RETIREMENT
ENSURING RETIREMENT SECURITY
Copyright 2006 AFL-CIO
Retirement security is fast becoming a goal beyond the reach of most Americans. Our private pension system is fraying. Companies increasingly view bankruptcy as a business strategy to eliminate pensions. (Funny how they crack down on personal bankruptcy requirements yet business is permitted to continue to use bankruptcy to neglect its obligations) The bankruptcy code provides little protection for workers' retirement security. With the law's emphasis on facilitating reorganization at almost any cost, companies in elite industries are shedding their pension obligations with hardly a look back and workers who lose pensions are unable to persue a claim for those benefits in court.
A succession of healthy companies with marquee names and well funded plans are also turning their backs on their pension promises by freezing their plans or closing them to new hires. Many other companies are soon to follow.
Although workers' ability to achieve retirement security has long been premised on a system of mutual responsibility: government-provided Social Security; employer-provided pensions; personal savings: only Social Security now guarantees a universal benefit. Only 1/10 (11%) of private-sector employers now sponsor a defined benefit pension plan, down almost 1/2 from 25 years ago. For non-union workers, the situation is even more dire: only 15% of non-union workers have defined benefit pension plans, compared to 72% of union workers. And even this limited coverage is on the decline.
Across the country, the retirement security of public employees is also under attack through efforts to replace defined benefit pension plans with riskier defined contribution plans. (Think 401(k))
These trends portend poorly, not only for the economic health of the retirees, but also for the nation overall. Most of our 76 million baby boomers will face retirement with fewer assets than previous generations, if they are able to retire at all, as many will be forced to remain in the workforce to stave off poverty. These seniors, who will comprise an increasing share of the population, will be without the purchasing power that is needed for a healthy economy.

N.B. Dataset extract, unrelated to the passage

PR #520, opened 2026-03-19
Inconsistent naming conventions

crzysdrs:
A few of the string representations of the X86_64 relocations do not match the other strings with their `R_` prefix.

The facts about how much workers are saving for retirement are sobering and offer no hope that 401(k)s or other defined contribution plans will make up for the loss of traditional pensions without major changes, both in the design of the plans and the level of contributions. The average employer contribution to a defined benefit plan secures an individual worker a lifetime pension benefit worth $400,000. By contrast, half of all American families have no retirement savings whatsoever. Among families close to retirement (those headed by someone aged 55-64): nearly 2 in 5 have no retirement savings in a 401(k), IRA or other defined contribution account. Among those near-retirement families lucky enough to have some retirement savings, half have less than $85,000-enough for a monthly retirement income at age 65 of only several hundred dollars.
Moreover, individual saving plans, like 401(k) plans and IRAs, as they exist today, can not offer all the benefits of real pensions. Well-designed defined benefit pension plans provide benefits for all covered workers, provide lifetime retirement income, deliver valuable survivor and disability protections and may offer important early retirement benefits and post retirement benefit increases. By contrast, individual savings plans require workers to bear all the risk, are often insufficiently diversified, suffer from poor returns and typically carry very heavy fees and expenses.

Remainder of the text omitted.